I want to use NFP, but it's really hard when you are not having regular cycles. I think I'm going to insist we use condoms after this LO until I start having regular periods.
I agree, the pull out method is actually not as bad as what people think, however he has to be able to pull out everytime. There is a lot of literature out there on how to do it correctly. There is not any BC method that is 100% effective. So no matter what you choose you should be prepared to have another child.
~lurking
We also don't believe in birth control, and I, like you, have found that I have become very fertile (didn't used to be, but that's another story). I got pregnant with DD when we had been married for 3 months.
The way we didn't get pregnant until my daughter was 11 months? breastfeeding. My DD was born June, 2010. My first period was March, 2011. Then, (because periods are irregular when they first start back up), I had another on April 16th. I got my BFP on June 16th, 60 days later. So, all-in-all, I had 2 periods and then got pregnant.
That being said, it doesn't work for everyone. There are many breastfeeding moms who start their periods not long after baby is born.
We used condoms for the first couple months after DD was born, but that went out the window pretty quick.
As for your first question, my daughter is 14 months and I am 14 weeks pregnant. For me, it's been pretty easy. She's old enough now that she'll play with her toys on her own if I just need to sit. She'll also bring me books and I read to her. Now that I'm in 2nd trimester, I'm feeling a lot more energetic too. I'm really excited about my kids being 20 months apart. Ask me again when I'm waddling at 36 weeks and trying to trudge through the snow with my DD to the car though.
 
All in all, the thing about us wierdos who don't believe in birth control (I say that with love), is that we always take a chance of having kids very close together, and having a lot of them. That's just the way it is. But there are reasons we believe the way we do, and IMO, it's well worth it to hold fast to what you feel is right.
Maybe you didn't mean it to be, but that came off as incredibly rude.

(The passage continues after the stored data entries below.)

PR #4038, opened 2015-08-11
Temporary web UI workarounds

manics:
Temporary OMERO.web workarounds so that other metadata PRs can be viewed:
- Display Well annotations as well as Image annotations e.g. Bulk-MapAnnotations from #4037 (normally only Image Annotations are shown when a Well is selected).
- Linkify keys/values in MapAnnotations

--on-hold

PR #4457, opened 2016-02-04
Temporary web UI workarounds (rebased onto metadata52)

joshmoore:
This is the same as gh-4038 but rebased onto metadata52.

----

Temporary OMERO.web workarounds so that other metadata PRs can be viewed:
- Display Well annotations as well as Image annotations e.g. Bulk-MapAnnotations from #4037 (normally only Image Annotations are shown when a Well is selected).
- Linkify keys/values in MapAnnotations

--on-hold


joshmoore:
--rebased-from #4038

will-moore:
Both these features seem to work fine (testing locally).
The Well Annotations aren't removed as expected (E.g. by clicking the X on Tags) since webclient expects them to be linked to the image. But they are displayed just fine.
Linkify works too.

joshmoore:
Ah, thanks, @will-moore. So far most of the IDR hacks are concentrated on public user only, but it's good to realize that deletes in the UI will be confused.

There are millions of women around the world who opt out of birth control for religious reasons.
It's def. harder on my body since I have a 18 month old that I'm running around after. But not too bad. I'm more worried about if they both end up waking up during the middle of the night. My 18 month old still wakes up once per night for milk. I'm happy to have them close together, though.
I don't know anything about the NFP method-- but obviously that's your best bet.

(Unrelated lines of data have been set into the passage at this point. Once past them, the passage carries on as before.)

PR #4450, opened 2016-01-29
Insight folders

dominikl:
PR for adding ROI folders support to Insight

**Test:** Check that the measurement tool still works with "plain" ROIs as well as with ROIs in folders.

PR #4458, opened 2016-02-04
Insight folders step2

dominikl:
Step 2 of the Insight integration of ROI folders:
- Fixed minor outstanding issues of #4450 (FolderData null checks and ROIService integration test)
- Fixed ROI propagation for ROIs in multiple folders /cc @pwalczysko 
- Take folder visibility into account to determine visibility of ROIs /cc @pwalczysko 
- Display multi-level hierarchy of ROI folders

### DIFF
--- a/components/insight/SRC/org/openmicroscopy/shoola/agents/measurement/util/roitable/ROINode.java
+++ b/components/insight/SRC/org/openmicroscopy/shoola/agents/measurement/util/roitable/ROINode.java
@@ -523,6 +523,20 @@ public class ROINode
     }
 
     /**
+     * Gathers all sub nodes of this node and adds them to the provided nodes
+     * collection (the node itself will be added to the collection, too)
+     * 
+     * @param nodes
+     *            The collection to put the sub nodes into
+     */
+    public void getAllDecendants(Collection<ROINode> nodes) {
+        nodes.add(this);
+        for (MutableTreeTableNode n : this.getChildList()) {
+            gatherNodes((ROINode) n, nodes);
+        }
+    }
+    
+    /**
      * Gathers all sub nodes of a node and adds them to the provided nodes
      * collection (the node itself will be added to the collection, too)
      * 
--- a/components/insight/SRC/org/openmicroscopy/shoola/agents/measurement/util/roitable/ROINode.java
+++ b/components/insight/SRC/org/openmicroscopy/shoola/agents/measurement/util/roitable/ROINode.java
@@ -25,6 +25,8 @@ package org.openmicroscopy.shoola.agents.measurement.util.roitable;
 
 
 //Java imports
+import java.util.ArrayList;
+import java.util.Collection;
 import java.util.HashMap;
 import java.util.Iterator;
 import java.util.Map;
@@ -32,6 +34,7 @@ import java.util.TreeMap;
 
 //Third-party libraries
 import org.jdesktop.swingx.treetable.MutableTreeTableNode;
+import javax.swing.tree.TreePath;
 
 //Application-internal dependencies
 import org.openmicroscopy.shoola.util.roi.figures.ROIFigure;
@@ -93,6 +96,12 @@ public class ROINode
 		
 	/** The map of the children, FolderData belonging to the ROINode. */
     private HashMap<FolderData, ROINode>           folderMap;
+    
+    /**
+     * Flag to indicate if this node is marked as visible; only used for folder
+     * nodes, which can override shape node visibility
+     */
+    private boolean visible = true;
     
 	/**
 	 * Constructor for parent node. 
@@ -393,11 +402,7 @@ public class ROINode
         } else if (isShapeNode()) {
             return ((ROIShape) getUserObject()).getFigure().isVisible();
         } else if (isFolderNode()) {
-            for (MutableTreeTableNode node : getChildList()) {
-                if (!((ROINode) node).isVisible())
-                    return false;
-            }
-            return true;
+            return this.visible;
         }
         return false;
     }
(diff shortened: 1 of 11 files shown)


components/insight/SRC/org/openmicroscopy/shoola/agents/measurement/util/roitable/ROINode.java
```diff
@@ -216,6 +229,19 @@ public ROINode findChild(Coord3D shapeCoord)
...
+    /**
+     * Find the child node representing the given folder
+     * 
+     * @param folder
+     *            see above.
+     * @return see above.
+     */
+    public ROINode findChild(FolderData folder) {
+        if (folderMap.containsKey(folder))
+            return folderMap.get(folder);
```
mtbc: Isn't this line the only of the three that you need?

dominikl: That's true, thanks. Was just copy/pasting the other findChild() method, without really thinking about it.

jburel:
For the methods used to retrieve folder added to the BrowserFacility, we should probably think of adding some parameters like userid even if it is not used now.
I will probably try to match when applicable the signature of the methods used to retrieve Project/Dataset etc

dominikl:
Good point. I'll fix that within this PR. Also noticed I should have some integration tests for that as well.

gusferguson:
@dominikl cc @pwalczysko 

Tested using OMERO.insight-5.3.0-m0-183-ea14612-ice35-b23-mac regions-omero.docker.openmicroscopy.org sample_user 

- Fixed ROI propagation for ROIs in multiple folders /cc @pwalczysko

Behaves as expected.

- Take folder visibility into account to determine visibility of ROIs /cc @pwalczysko

Behaves as expected.

Note the following:
- uncheck Visible for Folder: elliptical [2] - uncheck  Folder: right [2] - ROI ID 375 is not displayed (screenshot 1)
- check visible for  Folder: right [2] - ROI ID 375 becomes visible and Visible is checked for ROIs and  Folder: right [2] but remains unchecked for Folder: elliptical [2] (screenshot 2)

This is actually correct behaviour as there could be other ROIs in that folder that you want to remain visible - it just looks a little odd when there are no other invisible ROIs in folder. So no action needed.

- Display multi-level hierarchy of ROI folders

Two levels of folder hierarchy displays as expected in image ID: 4825

Good to merge from my POV - but probably a good idea for @pwalczysko to check as well.

id- 4825 p-tre_12_r3d_d3d-folders ome tiff

default

pwalczysko:
Note that in the screenshots above (as well as in my own test with Insight) we have ``0`` in place of the ``id`` for a propagated shapes.

pwalczysko:
Collapse of tree when ``Propagate`` is executed: Select a ROI inside a nested folder, click ``Propagate`` and draw the ROI over several z or t planes. Observe that in the moment you let the mouse button go, the hieararchy displayed in the ROI Manager collapses in all levels and folders -> this makes it hard to check the result of your action and do not really see the reason for it.

pwalczysko:
Re: Visibility when Folder checked or unchecked - fully agree with the lowest-level folder visibility test and anyalysis by @gusferguson . What about the higher and highest folder level though ? Atm there is no action at all if you uncheck the visibility of e.g. Folder: by (id 245). All inside this folder will remain visible. I do not mean now that I have a ready solution for this one, but shouldn't we think of this ? (also, can a higher level folder contain ROIs as well as folders ? How do we adjust the behaviour then ?)

pwalczysko:
In summary:
  - one possible bug https://github.com/openmicroscopy/openmicroscopy/pull/4458#issuecomment-181382176
  - one usability issue 
  - one conceptual question https://github.com/openmicroscopy/openmicroscopy/pull/4458#issuecomment-181389850

I would suggest lets investigate the bug, and possibility to fix the usability issue, but also happy for this  to be merged and start another Step for this.

dominikl:
With respect to https://github.com/openmicroscopy/openmicroscopy/pull/4458#issuecomment-181382176 (id == 0): Just checked with a non RoiFolders build of Insight, same there. id == 0 until the ROI changes are saved.

dominikl:
**Test**:
- Last commit, addresses https://github.com/openmicroscopy/openmicroscopy/pull/4458#issuecomment-181384147 ; make sure the table is not collapsed after a ROI is propagated through z/t.
- The two commits before just add more Folder specific methods and tests to the Gateway (to be congruent with methods like getProjects and getDatasets). Test: Code review and make sure Java integration tests pass.

mtbc:
I wonder if it would be good to display something other than "0" to mean "doesn't yet have an ID assigned" (which I suspect is what the `0` signifies).

gusferguson:
@dominikl 

Tested with OMERO.insight-5.3.0-m0-197-d42b269-ice35-b27-win  regions-omero.docker.openmicroscopy.org sample_user

Folder not collapsing after propagation of ROI.
Behaves as expected.
WRT this bug fix - good to merge.
Happy for this PR to be merged and other issues raised by @pwalczysko to be addressed in other PRs if that suits everyone best.
I am not hung up on the ID = 0 before save - don't think it will worry anyone really.

pwalczysko:
Tested on Win7. All as expected. The only open question is the conceptual issue of visibility of high level folders https://github.com/openmicroscopy/openmicroscopy/pull/4458#issuecomment-181389850 - definitely something we need to push. Maybe merge and copy the https://github.com/openmicroscopy/openmicroscopy/pull/4458#issuecomment-181389850 into the next step ? @gusferguson

dominikl:
Would be good if it could be merged. Then I can move on to step3. Can resolve the folder visibility issue in there.

gusferguson:
@dominikl - I would be happy with that - we just need to decide what else would be in step 3. I am just putting final touches to all the right-click and other folder manipulation mockup - will be posted in the issue by EOB today with luck.

sbesson:
The new Java integrations tests and all comments from @jburel on gh-4450 have been addressed here. As per @pwalczysko and @gusferguson recommendations, merging to allow future work to happen on subsequent PRs.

ETA: The hard part about NFP, I would think if you are breastfeeding. I did not get my period for 6 months while BFing DS. I continued to BF him until he was 12 months old. So how would I have tracked those first 6 months? - IDK. Also you can ovulate/ get pregnant before your first period returns.
It's a good idea to see if your church offers a class.. LOL. Good luck!
Nurse a lot. For as long as you can. That's the easiest way.
Night feeding (or rather the lack of them) is what triggers ovulation in most women. So make sure you do plenty of evening BFing and BF at night, too.
TTC since 6/02 (age 22) K/U instantly despite no AF for 5 months--preemie baby boy 1/03
M/C 11/04 - M/C 05 - M/C 06 - BFP 2/08--fullterm baby girl 10/08 - M/C 4/11 - went to RE at age 31
DX: crappy quality & infrequent ovulation, mild MFI
Stimmed cycle #1 C/P 7/11 - Stimmed cycle #2 C/P 8/11 - Stimmed cycle #4 C/P 10/11
On Stimmed Cycle #5
Always thought I'd be a "mom of many"--now just hoping to be a "mom of one or two more!"